*Problem details*
Lines from the records below that contain the word "empty" are to be copied out.

*Task material*
Issue #181, opened 2017-06-16
empty-scene should take (background) color argument?


ds26gte:
Pyret's `empty-scene` currently takes two arguments: width and height. WeScheme's `empty-scene` takes a third, optional, argument for (background) color. 

Should we add a third (non-optional) argument to Pyret's `empty-scene`, or have a separate procedure that takes the third argument?

shriram:
I prefer a separate one. Let's keep the default operators simple.

schanzer:
Especially if scenes are ultimately going away (see new image API)

ds26gte:
What's a good name for this procedure? `empty-color-scene`, `empty-colored-scene`, `empty-scene-color[ed]`, `empty-colored-background`, ...?

schanzer:
`empty-color-scene` works for me. No BS courses use it, and it's almost certain to be deprecated quickly.

blerner:
Available in horizon.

*Task result*
empty-scene should take (background) color argument?
Pyret's `empty-scene` currently takes two arguments: width and height. WeScheme's `empty-scene` takes a third, optional, argument for (background) color. 
Should we add a third (non-optional) argument to Pyret's `empty-scene`, or have a separate procedure that takes the third argument?
What's a good name for this procedure? `empty-color-scene`, `empty-colored-scene`, `empty-scene-color[ed]`, `empty-colored-background`, ...?
`empty-color-scene` works for me. No BS courses use it, and it's almost certain to be deprecated quickly.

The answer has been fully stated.